BEGIN Exercise inputs

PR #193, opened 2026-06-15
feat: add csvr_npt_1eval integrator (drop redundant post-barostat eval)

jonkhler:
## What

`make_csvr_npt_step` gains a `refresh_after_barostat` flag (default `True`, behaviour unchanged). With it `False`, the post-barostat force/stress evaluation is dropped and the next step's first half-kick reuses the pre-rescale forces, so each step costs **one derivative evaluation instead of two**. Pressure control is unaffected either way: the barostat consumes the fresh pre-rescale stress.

END Exercise inputs

Exercise description: In full and without error, give the listing again.

Problem solution:
PR #193, opened 2026-06-15
feat: add csvr_npt_1eval integrator (drop redundant post-barostat eval)

jonkhler:
## What

`make_csvr_npt_step` gains a `refresh_after_barostat` flag (default `True`, behaviour unchanged). With it `False`, the post-barostat force/stress evaluation is dropped and the next step's first half-kick reuses the pre-rescale forces, so each step costs **one derivative evaluation instead of two**. Pressure control is unaffected either way: the barostat consumes the fresh pre-rescale stress.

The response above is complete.